— Хватайся! Я попробую подтянуть тебя к себе.
Пятый вцепился в канат. На миг мелькнула трусливейшая мысль, от которой он скорчился, как волосок в огне: подняться не получится, а свиноподобные существа и бесформенная тварь уже близко. Зеленое пламя вряд ли вновь вырвется из вен, а если и вырвется, то долго гореть не сможет — потрачено и так много сил.
Холодный ветер ударил в спину. Он немного прочистил мозги. Не собираясь и дальше стоять столбом, Коля попробовал подтянуться на руке-канате Тринадцатого.
Гигантская бесформенная тварь завизжала. Вой оказался настолько громким, что уши заломило от боли.

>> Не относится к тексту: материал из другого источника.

PR #253, opened 2021-11-25
(slightly) safe(r) cloning

fredg1:
For types without a generic: use covariant return types to save some type castings.
(source: http://jtechies.blogspot.com/2012/07/item-11-override-clone-judiciously.html )

For ArrayList: use the copy constructor instead of ArrayList.clone()
(source: https://stackoverflow.com/questions/3410035/how-to-make-a-copy-of-arraylist-object-which-is-type-of-list/3410133#3410133 )

For LockableListModel... ugh... just ignore the warning, I guess...

### DIFF
--- a/src/net/sourceforge/kolmafia/swingui/MuseumFrame.java
+++ b/src/net/sourceforge/kolmafia/swingui/MuseumFrame.java
@@ -252,6 +252,8 @@ public class MuseumFrame extends GenericFrame {
 
   public class OrderingPanel extends ItemListManagePanel<String> {
     @SuppressWarnings("unchecked")
+    // LockableListModel (the type of getHeaders())'s clone() method still claims to return an
+    // Object, but we know its internal list has the same elements, so their types definitely match
     public OrderingPanel() {
       super((LockableListModel<String>) DisplayCaseManager.getHeaders().clone());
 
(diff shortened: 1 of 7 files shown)


src/net/sourceforge/kolmafia/swingui/MuseumFrame.java
```diff
@@ -251,6 +251,7 @@ public void updateDisplay(final PanelList list, final Object value, final int in
   }
 
   public class OrderingPanel extends ItemListManagePanel<String> {
+    @SuppressWarnings("unchecked")
```
gausie, line 254: Why are you adding this

fredg1: See the PR's comment:

> For LockableListModel... ugh... just ignore the warning, I guess...

This clone is a LockableListModel, which is one of the files we have in /lib
Its `clone` method still returns an `Object`, so we can't have the type-safety be asserted earlier.

gausie: Please add a short but clear comment on the previous (or next - does Java allow that?) line explaining why you've added it. This is general advice for all `SuppressWarnings` annotations.

gausie (approved):

PR #255, opened 2021-11-25
Raw arrays - ChatManager

fredg1:
I've been thinking about https://github.com/kolmafia/kolmafia/pull/148#issuecomment-949555223 for a while, and decided to finally apply it (split between the next few PRs)

They replace arrays of classes with a type parameter with ArrayLists.

### DIFF
--- a/src/net/sourceforge/kolmafia/chat/ChatManager.java
+++ b/src/net/sourceforge/kolmafia/chat/ChatManager.java
@@ -50,7 +50,7 @@ public abstract class ChatManager {
 
   private static final TreeMap<String, StyledChatBuffer> instantMessageBuffers =
       new TreeMap<String, StyledChatBuffer>();
-  private static Entry<String, StyledChatBuffer>[] bufferEntries = new Entry[0];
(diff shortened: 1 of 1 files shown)


src/net/sourceforge/kolmafia/chat/ChatManager.java
```diff
@@ -236,8 +236,8 @@ public static final StyledChatBuffer getBuffer(final String bufferKey) {
 
     synchronized (ChatManager.bufferEntries) {
       ChatManager.instantMessageBuffers.put(bufferKey, buffer);
-      ChatManager.bufferEntries = new Entry[ChatManager.instantMessageBuffers.size()];
-      ChatManager.instantMessageBuffers.entrySet().toArray(ChatManager.bufferEntries);
```
gausie, line 240: I'm sort of confused about what this line was even doing before, so I'm worried about removing it!

fredg1: same D:

gausie: hmm ok im willing to go ahead

gausie (approved):

PR #262, opened 2021-11-25
Raw arrays - ConsumablesDatabase

fredg1:
I was ready for this to take time, but then I realized that it was just the equivalent of a bitmap...


gausie:
Ideally:

- Make some sort of static function that takes `boolean perUnit`, `boolean gainEffect1`, `boolean gainEffect2`, `boolean gainEffect3`, `boolean gainEffect4` and spits out our integer key.
- This is a lot less complicated than nested loops and does the same thing with this design.
```java
for (int i=0; i<Math.pow(2, 5); i++) {
  ConsumablesDatabase.advsByName.put(i, new HashMap<>());
}
```

gausie (approved):

PR #264, opened 2021-11-25
ScrollablePanel raw types

fredg1:
passes the type of ScrollablePanel.scrollComponent as a type parameter.


src/net/sourceforge/kolmafia/swingui/panel/ItemListManagePanel.java
```diff
@@ -19,11 +19,11 @@ public ItemListManagePanel(
         addFilterField,
         addRefreshButton);
 
-    ShowDescriptionList<E> elementList = (ShowDescriptionList<E>) this.elementList;
+    ShowDescriptionList<E> elementList = this.scrollComponent;
```
gausie, line 22: Is this correct? I was surprised to see a change of property name referenced.

fredg1: This is because `elementList` was only made to "save" a type casting

`JComponent elementList = this.scrollComponent;`

(see ItemManagePanel)

gausie (approved):

PR #267, opened 2021-11-27
Raw arrays - Evaluator

fredg1:


gausie (approved):
We clearly need a class for mapping slots to *things* - we do it all the time!

fredg1:
> We clearly need a class for mapping slots to _things_ - we do it all the time!

I think we need a dedicated class of *many* things 😓

PR #291, opened 2021-11-28
Language Server - error locations - EscapeSequence

fredg1:


src/net/sourceforge/kolmafia/textui/Parser.java
```diff
@@ -3192,9 +3192,10 @@ private Evaluable parseString(final BasicScope scope) {
   }
 
   private int parseEscapeSequence(final StringBuilder resultString, int i) {
+    final int backslashIndex = i++;
     final String line = this.restOfLine();
 
-    if (++i == line.length()) {
+    if (i == line.length()) {
       resultString.append('\n');
       this.currentLine.makeToken(i);
```
jaadams5, line 3200: I think this is wrong.  

In the old code, if i and line.length() are both 2 at the conditional, i will be incremented and the true branch executed.  So i would be 3 in the call to  this.currentLine.makeToken(i) whereas it would be 2 in the changed code

jaadams5 (commented):
Correct the prefix increment or explain the error of my thinking. please.

src/net/sourceforge/kolmafia/textui/Parser.java
fredg1: ...no, because `i` is still incremented in this code, two lines above?

fredg1: `final int backslashIndex = i++;`

fredg1: previous operations done to/with `i`:
1- increment
2- check against line.length()

current operations done to-with `i`:
1- save its value as `backslashIndex`
2- increment
3- check against line.length()

Nothing downhill is affected in any way

jaadams5: Ok.  final int backslashIndex = i++; didn't jump out at me.  I can make a case that there is a more comprehensible implementation possible but that can be another conversation.

jaadams5 (approved):

PR #496, opened 2022-01-20
"lint" removal from Parser.java

jaadams5:
Ran the IntelliJ static analyzer in hopes that reviewing Parser in the future would be easier.  There are several things that can be removed - notably empty conditionals - but I tried to err on the side of being a work in progress.

### DIFF
--- a/src/net/sourceforge/kolmafia/textui/Parser.java
+++ b/src/net/sourceforge/kolmafia/textui/Parser.java
@@ -379,9 +379,7 @@ public class Parser {
     Parser parser = this.makeChild(scriptFile);
     Scope result = parser.parseFile(scope);
 
-    for (AshDiagnostic diagnostic : parser.diagnostics) {
-      this.diagnostics.add(diagnostic);
-    }
+    this.diagnostics.addAll(parser.diagnostics);
 
     if (parser.mainMethod
         != null) { // Make imported script's main() available under a different name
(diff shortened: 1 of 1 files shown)


src/net/sourceforge/kolmafia/textui/Parser.java
```diff
@@ -4934,7 +4929,7 @@ private void readToken() throws InterruptedException {
 
   /**
    * If we have an unread token saved in {@link #currentToken}, null the field, and delete it from
-   * its {@link Line#tokens}, effectively forgetting that we saw it.
+   * its {@link Line}, effectively forgetting that we saw it.
```
gausie, line 4932: This should probably stay. If we can't get it to ignore this type of error, I might consider removing the `@link` instead

jaadams5: It generates a JavaDoc ERROR (!!!!!) that says something about protection and accessibility.  I couldn't figure it out in 5 minutes since JavaDoc is not a major part of my skill set.  I'd rather fix it than hide it.  Maybe @fredg1 (as author) has a suggestion?

gausie: Semantically it doesn't make sense just saying "delete it from its Line" - its specifically deleting it from the line's list of tokens. I suppose we could say

```suggestion
its {@link Line#getTokensIterator()}, effectively forgetting that we saw it.
```

or

```suggestion
the tokens list on its {@link Line}, effectively forgetting that we saw it.
```

jaadams5:
Javadoc fixed but using GitHub to make the change bypassed spotless.

PR #501, opened 2022-01-21
Add Preference to Suppress the Dialog for items with malignant status effects

BadHorseMonkey:
Creates a new boolean preference "suppressNegativeStatusPopup".  If true, the Description frame that shows the status results in the SwingX GUI is not displayed.  If not present or false, the dialog is displayed as it is now.


src/net/sourceforge/kolmafia/swingui/OptionsFrame.java
```diff
@@ -278,6 +278,10 @@ public GeneralOptionsPanel() {
         {"saveSettingsOnSet", "Save options to disk whenever they change"},
         {},
         {"removeMalignantEffects", "Auto-remove malignant status effects"},
+        {
+          "suppressNegativeStatusPopup",
+          "Suppress popup dialog for items which cause harmful effects"
+        },
```
BadHorseMonkey, line 284: I swear this was normal before I spotless-ified it...

gausie (approved):

PR #503, opened 2022-01-21
Handle wiki links with question marks

gausie:
Fixes https://kolmafia.us/threads/drippy-plum-doesnt-correctly-link-to-the-wiki.27146/


midgleyc (approved):
Initially I thought of recommending an HTML escape library instead, but most of these are specific to what the wiki does (e.g. dropping HTML tags and # signs).

Looks good to me. Could do with a comment, or maybe even a test for drippy plum(?).

jaadams5 (approved):

jaadams5:
WikiUtilities has no test coverage at the moment so I'm ok with adding tests later.

PR #419, opened 2021-12-26
Language Server - prototype

fredg1:
Not a pull request. Just a proof of concept/prototype display.

PR #513, opened 2022-01-21
Language Server - FilesMonitor

fredg1:
Early implementation of FilesMonitor, where only the saved version of the scripts are looked at
(next version will allow the client to send unsaved versions and to ask the server to refresh)


src/net/sourceforge/kolmafia/textui/langserver/FilesMonitor.java
```diff
@@ -0,0 +1,103 @@
...
+        script = new Script(this.parent, file);
+        this.parent.scripts.put(file, script);
+      }
+
+      return script;
+    }
+  }
+
+  /** Returns the currently existing {@link Script.Handler handler(s)} for the given file. */
+  List<Script.Handler> findHandlers(final File file) {
```
midgleyc, line 35: `public`, given `findOrMakeHandlers` is public?

src/net/sourceforge/kolmafia/textui/langserver/FilesMonitor.java
```diff
@@ -0,0 +1,103 @@
...
+    }
+
+    return handlers;
+  }
+
+  /**
+   * Checks every sub-directory under our authority as a KoLmafia root folder, and ensures that
+   * every {@code .ash} file in them has a {@link Script.Handler handler}.
+   */
+  void scan() {
```
midgleyc, line 76: `public`, please.

src/net/sourceforge/kolmafia/textui/langserver/Script.java
```diff
@@ -0,0 +1,193 @@
...
+  Handler makeHandler() {
+    this.handler = new Handler();
+
+    this.parent.executor.execute(
+        () -> {
+          this.handler.parseFile();
+        });
+
+    return this.handler;
+  }
```
midgleyc, line 46: Unless you have a good reason to, I'd prefer to avoid the default visibility modifier in favour of one of public, protected and private.

Good reasons I'm aware of include:
* wanting a field / method to be accessible in a test (accompanied with a comment saying it should be private)
* splitting a series of former nested classes into their own namespace, and not wanting them to be generally public

src/net/sourceforge/kolmafia/textui/langserver/Script.java
```diff
@@ -0,0 +1,193 @@
...
+
+      this.waitForParsing();
+
+      if (Script.this.handler != this || this.parser == null || Thread.interrupted()) {
+        // We've been kicked out
+        return;
+      }
+
+      final String previousThreadName = Thread.currentThread().getName();
+      // Will technically send the diagnostics of every file it imports, but
```
midgleyc, line 115: What is "it"? Does this thread send the diagnostics of the assigned file (`Script.this.file`), plus the diagnostics of every file that file imports?

src/net/sourceforge/kolmafia/textui/langserver/AshLanguageServer.java
```diff
@@ -61,6 +66,9 @@ public static AshLanguageServer launch(final InputStream in, final OutputStream
       new StateCheckWrappers.AshWorkspaceService(this);
 
   public final ExecutorService executor = Executors.newCachedThreadPool();
+  public final FilesMonitor monitor = new FilesMonitor(this);
+
+  public final Map<File, Script> scripts = Collections.synchronizedMap(new Hashtable<>(20));
```
midgleyc, line 71: Why Hashtable? Might be the right move, but when HashMap is the standard anything else will look odd.

src/net/sourceforge/kolmafia/textui/langserver/Script.java
```diff
@@ -0,0 +1,193 @@
...
+      // don't change the name accordingly; it would change too fast.
+      Thread.currentThread().setName(Script.this.file.getName() + " - Diagnostics");
+
+      synchronized (this.parser.getImports()) {
```
midgleyc, line 119: synchronizing on a mutable map? Could something go wrong here?

src/net/sourceforge/kolmafia/textui/langserver/Script.java
midgleyc: This also applies to everywhere else in this commit you've used default visibility modifiers. For example, in `AshLanguageServerTest` I'd expect most things to go to `protected`, because the class is designed to be inherited.

test/net/sourceforge/kolmafia/textui/langserver/FilesMonitorTest.java
```diff
@@ -0,0 +1,66 @@
...
+        "This test is currently based on the existence of test_function_coercion_override_builtin.ash and test_function_coercion.ash. If removing them, please update this test.");
+
+    Assertions.assertDoesNotThrow(
+        (ThrowingSupplier<InitializeResult>) proxyServer.initialize(new InitializeParams())::get,
+        "Initialization failed");
+
+    // Once initialized, the server will automatically scan the root for .ash scripts. Just give it
+    // some time.
+
+    // Note: time may need to be increased if big scripts are added to test/root
```
midgleyc, line 35: Is there a plan for, and is it possible, to have something like a `waitForScanComplete` method? Having a test break because more scripts were tested is going to be painful. Similarly, waiting longer than necessary is also painful. Is it possible to only scan the folder containing the two scripts that are desired to be tested?

src/net/sourceforge/kolmafia/textui/langserver/FilesMonitor.java
```diff
@@ -0,0 +1,103 @@
...
+  /** Returns the currently existing {@link Script.Handler handler(s)} for the given file. */
+  List<Script.Handler> findHandlers(final File file) {
+    final List<Script.Handler> handlers = new LinkedList<>();
+
+    synchronized (this.parent.scripts) {
+      for (final Script script : this.parent.scripts.values()) {
+        if (script.handler != null
+            && script.handler.parser != null
+            && script.handler.parser.getImports().containsKey(file)) {
+          handlers.add(script.handler);
```
midgleyc, line 43: IntelliJ tells me this line is uncovered. If true, could you add a test for successfully finding a handler?

midgleyc (changes requested):
First, thanks for the well-documented code and tests! Excellent coverage.

Second, could you rebase on `main`? [A commit](https://github.com/kolmafia/kolmafia/commit/63ddea279c58173f2047590496e0434489463460) has gone in to remove some lint. GitHub says it's okay to merge, but worth doing anyway I think.

Third, IntelliJ prompts me with some nits on your code (e.g. using method references instead of lambdas). I think these would improve things slightly, but I've not called them out: if you're not using IntelliJ yourself, these might be annoying to find.

Fourth, many many comments on various lines. Some apply to multiple parts of this PR, mostly the default visibility comments.

Fifth, are you also testing this manually (i.e. the language server overall)? Does it work?

Thanks Fred!

src/net/sourceforge/kolmafia/textui/langserver/Script.java
Veracity0: I completely agree with wanting explicit private, protected, or public for methods and fields.

fredg1: these are all on purpose, though.

These are purposefully package-only visibility.
There's no point in them being protected since this is not a class meant to be extended.

src/net/sourceforge/kolmafia/textui/langserver/FilesMonitor.java
fredg1: Script.Handler has a reason to look for the existence of a Handler for a given File (to see if they have been replaced), but not the rest. They shouldn't have access to this method.

src/net/sourceforge/kolmafia/textui/langserver/FilesMonitor.java
fredg1: Only AshLanguageServer and Script are meant to have the authority to trigger a scan.

src/net/sourceforge/kolmafia/textui/langserver/Script.java
Veracity0: You're not listening. Use explicit keywords, rather than omitting them.

fredg1:
> Fifth, are you also testing this manually (i.e. the language server overall)? Does it work?

I do/did! And it does! [See the prototype](https://github.com/kolmafia/kolmafia/pull/419)

src/net/sourceforge/kolmafia/textui/langserver/Script.java
fredg1: It does. That's the point of Handler. (i.e. to be in charge of a File, plus every script it imports)

src/net/sourceforge/kolmafia/textui/langserver/FilesMonitor.java
fredg1: (FilesMonitor was originally in the same file as Script, but was separated due to it getting somewhat bulky. Otherwise the method would have been private)

src/net/sourceforge/kolmafia/textui/langserver/Script.java
fredg1: Given that we're iterating on that map's `entrySet` on the next line, yes, we want to prevent someone from accessing and modifying the map while we're doing this (Not sure "why" they would alter `parser.imports`, but it's just good practice)

src/net/sourceforge/kolmafia/textui/langserver/Script.java
fredg1: :-(

src/net/sourceforge/kolmafia/textui/langserver/AshLanguageServer.java
fredg1: HashMap permits null values, which we don't want here. Otherwise it could have been a HashMap (given that we're doing the synchronization ourselves)

src/net/sourceforge/kolmafia/textui/langserver/Script.java
midgleyc: I appreciate that was probably more of a response to me, giving your reasons, but I think Veracity would prefer we forbid the default modifiers entirely in this case. I think, stylistically, I agree: `protected` should serve the same purpose (of forbidding use outside the package) if the class is never extended, and reads more easily to me (I, being somewhat old-school, don't see many things use the package local modifier). It also means that if someone wanted to extend the class for some reason, everything would work as hoped for.

src/net/sourceforge/kolmafia/textui/langserver/AshLanguageServer.java
midgleyc: Could you please add a comment to the code with that reasoning?

src/net/sourceforge/kolmafia/textui/langserver/FilesMonitor.java
fredg1: Mhh... this was mostly included "just in case". It will be formally used in the next step, where the server will start being able to update scripts' content.

midgleyc: I am happy for this method to be a stub for now with something like `return new LinkedList<>()`, and a comment saying the real implementation is coming in the next step, if it will be easier to write a test in the next step.

But if it is coming in this step, I would rather a test be written here, so we don't forget about it.

test/net/sourceforge/kolmafia/textui/langserver/FilesMonitorTest.java
fredg1: > Is it possible to only scan the folder containing the two scripts that are desired to be tested?

No.

> Is there a plan for, and is it possible, to have something like a `waitForScanComplete` method?

No... and no.
While there is a method that I could prematurely expose that would effectively allow us to wait for the end of the parsing of a Handler, it, well, only works for a single Handler at a time.
In order to check every script, we would need to iterate on `AshLanguageServer.scripts`, which might get modified during the iteration.
If we synchronize on it to prevent the concurrent modification, we effectively freeze the server (and effectively deadlock).

src/net/sourceforge/kolmafia/textui/langserver/Script.java
midgleyc: Sorry for the lack of precision here: I meant "is it possible that `this.parser.getImports()` could return two different things for two different threads?".

I've checked, and it seems that `parser.imports` is only assigned in the constructor. So I think this is fine.

test/net/sourceforge/kolmafia/textui/langserver/FilesMonitorTest.java
midgleyc: I'm less concerned with a fully general solution than I am with one that will work for `FilesMonitorTest`. To reframe: I don't want this test to break in the future for reasons other than the LSP breaking, and I don't want the fix to be to repeatedly increase the time it waits for the scanner to finish (which will, in effect, slow down the build for everything else).

Where does the "root folder" get set? Can it be changed for just this test?

src/net/sourceforge/kolmafia/textui/langserver/FilesMonitor.java
fredg1: The thing is: it *is* currently possible to reach this line, but it is only possible as some sort of race condition.

Given a very big folder containing a *lot* of scripts.
`FilesMonitor.scan()` will iterate over its files and make sure there's a Handler for each of them.

If one of the very *first* script was to import one of the very *last* script, it would be possible for a Handler to exist for that script before `FilesMonitor.scan()` gets to it.

The thing is, due to the speed at which `FilesMonitor.scan()` operates, there would need to be a ***LOT*** of scripts for this to happen, so testing it would require cluttering `test/root`, a lot. Probably hundreds of files.

src/net/sourceforge/kolmafia/textui/langserver/Script.java
fredg1: Just to clarify: I thought what you were originally saying was "I don't get why we need to synchronize here, what's the use?"

If I understand correctly, what you meant was: "I see we synchronize on *this*. Are we certain that *this* will always be what we think?"
Am I correct?

test/net/sourceforge/kolmafia/textui/langserver/FilesMonitorTest.java
fredg1: > Where does the "root folder" get set? Can it be changed for just this test?

See "path": https://kolmafia.us/threads/ash-language-server-features.26098/post-166081

The root is effectively set in `build.gradle`, line 158
```gradle
test {
	useJUnitPlatform()
	systemProperty 'line.separator', '\n'
	systemProperty 'junit.jupiter.extensions.autodetection.enabled', true
	systemProperty 'useCWDasROOT', true
	workingDir 'test/root' // <<<<<<<<<<<<

	testLogging.showStandardStreams = true

	reports {
		html.required = true
		junitXml.required = true
	}
}
```

And the fact that it can't be modified has been brought up as an issue, is not currently changing.

src/net/sourceforge/kolmafia/textui/langserver/Script.java
fredg1: > I agree: `protected` should serve the same purpose (of forbidding use outside the package) if the class is never extended, and reads more easily to me. It also means that if someone wanted to extend the class for some reason, everything would work as hoped for.

The only issue I have with this is that seeing "protected" *implies* that the class *can* be extended. So if the class can't or is not meant to, it creates some confusion IMO.

test/net/sourceforge/kolmafia/textui/langserver/FilesMonitorTest.java
midgleyc: Here's a POC that changes the scanned folders for that test:

https://github.com/midgleyc/kolmafia/commit/7a6999fcf0b9a031e43b8595253e533e9a7aba17

Feel free to pull that in as-is, make changes if you like, or propose another way of doing it.

src/net/sourceforge/kolmafia/textui/langserver/FilesMonitor.java
midgleyc: Will you be able to add a test for this in one of the upcoming steps, or is it untestable in totality? If it will be testable later, add a `// TODO: test (step X)` and that'll be fine by me.

Is it testable as a non-integration test, if you mock out enough things?

src/net/sourceforge/kolmafia/textui/langserver/Script.java
midgleyc: Pretty much. More precisely, it's 

"I see we're synchronising on the output of a function. Are we sure the output of the function won't be different objects in different threads?"

src/net/sourceforge/kolmafia/textui/langserver/Script.java
midgleyc: I acknowledge that that could be an issue, but I'd still like you to avoid using the default modifiers, as Veracity requested.

Veracity0: If the intent is that the class cannot be extended, why is it not final?

fredg1: The point was that even if you were to try, you wouldn't be able to replace the one the server is using, making it effectively pointless to extend, but I guess also marking it as final can't hurt.

test/net/sourceforge/kolmafia/textui/langserver/FilesMonitorTest.java
fredg1: It would probably be better to implement a "filter" of some sort, rather than this (I can take care of it)

src/net/sourceforge/kolmafia/textui/langserver/FilesMonitor.java
fredg1: This line will end up getting tested in *the next* step. Right after this PR is accepted.

test/net/sourceforge/kolmafia/textui/langserver/FilesMonitorTest.java
fredg1: (done)

src/net/sourceforge/kolmafia/textui/langserver/FilesMonitor.java
midgleyc: Okay, great. Please add a comment along the lines of:
```
// TODO: currently untested, will be tested after server can update scripts' content
```
and then remove the comment in the upcoming PR, after the line is tested.

src/net/sourceforge/kolmafia/textui/langserver/FilesMonitor.java
midgleyc: re: the below discussion, can you make this non-package local?

fredg1: but doesn't specifically fall in the "good reason to have something be package local" that you listed? (namely, the second one)

> Good reasons I'm aware of include:
> 
>     wanting a field / method to be accessible in a test (accompanied with a comment saying it should be private)
>     splitting a series of former nested classes into their own namespace, and not wanting them to be generally public

src/net/sourceforge/kolmafia/textui/langserver/FilesMonitor.java
fredg1: ...could I please not?
As you can see below, there's currently some jankiness going on with tests (unrelated to this PR) making them fail inconsistently, and now that I finally got them to work, I'd prefer to not jeopardize them again just for a comment :-(

src/net/sourceforge/kolmafia/textui/langserver/FilesMonitor.java
midgleyc: It does, but later on Veracity posted:
> I completely agree with wanting explicit private, protected, or public for methods and fields.

We're both maintainers. If I say "Can you do X, unless Y?" and Veracity says "Please do X", the result is that you should do X, even if Y.

src/net/sourceforge/kolmafia/textui/langserver/FilesMonitor.java
midgleyc: If a comment breaks the tests, they are broken, and should be fixed.

If the tests don't consistently pass, they are broken, and should be fixed.

If this PR gets merged with tests that fail randomly, they will break the build, and we will be unable to release new versions or see whether anything has broken. Please fix the tests.

fredg1: The failures are unrelated, but I can't tell what's wrong on my end since the failure only seems to happen on macOS, and test results aren't available on github

jaadams5: TypedValueTest > testScriptValidity(ScriptData) > net.sourceforge.kolmafia.textui.parsetree.TypedValueTest.testScriptValidity(ScriptData)[12] FAILED
    org.opentest4j.AssertionFailedError at TypedValueTest.java:121

CustomScriptTest > testScript(String) > net.sourceforge.kolmafia.CustomScriptTest.testScript(String)[3] FAILED
    org.opentest4j.AssertionFailedError at CustomScriptTest.java:67

Above from one of the recent failures.

If you want your commits to continue to be reviewed and submitted a better attitude towards tests might help.

fredg1: at the part exposing how this is actually related to this PR is..?

Both these tests are related to $class[] and $monster[] datatypes, which were updated in r26160 and r26161.

fredg1: I agree that it was presumptuous to phrase it as if it was "definitely" unrelated, but surely you can agree that these errors don't "seem" to come from this PR, right?

jaadams5: Your assertion that the failures are unrelated to your changes may be correct but it may reflect a lack of imagination on your part.  Your unwillingness to try and resolve the problem whether or not your code was the direct cause is concerning.

fredg1: No, it was... it was due to the fact that it only seemed to happen on macOS, so I couldn't dig in any further by myself...

BadHorseMonkey helped me with this, so I was able to dig a little further in, and I even think I found a fix, so calling this "unwillingness to try and resolve the problem" kinda hurts... :<

midgleyc (approved):

src/net/sourceforge/kolmafia/textui/langserver/FilesMonitor.java
midgleyc: Thanks for finding and submitting a fix, fred.

To dig into your earlier statements, while GitHub only allows us to require that the latest attempt at running tests works, in fact we want the tests to pass consistently: so if you ran them three times, say, they would all pass every time. You statement "I finally got them to work" above was not true under this paradigm: you got them to pass on the server once, but not by fixing the problem, instead just running them over and over until they passed once. This isn't great.

I wasn't convinced the failures were unrelated because:
* the failures were all in the parser
* this test modifies something related to the parser
* the tests had passed consistently before this PR

I felt it was more likely this PR had broken something accidentally than a sporadic failure, targeting only parser tests, came out of nowhere during this PR that affects the parser.

I am going to run the tests three times, and if they pass every time, I will merge.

Не смотреть вниз. Не смотреть. Ползи, твою мать!
— Лезь! — надрывался Тринадцатый. — Давай же!
От волнения живот сводило болезненной судорогой. Чертовы мышцы нестерпимо ныли. Пятый пытался вскарабкаться по канату, однако ничего не получалось.
Он ожидал, как в спину вопьется холодное лезвие и пробьет, добираясь до сердца, мягкую плоть, тросы мышц, кости. Вот-вот... Вот сейчас... Но секунды сменялись секундами, а он оставался жив.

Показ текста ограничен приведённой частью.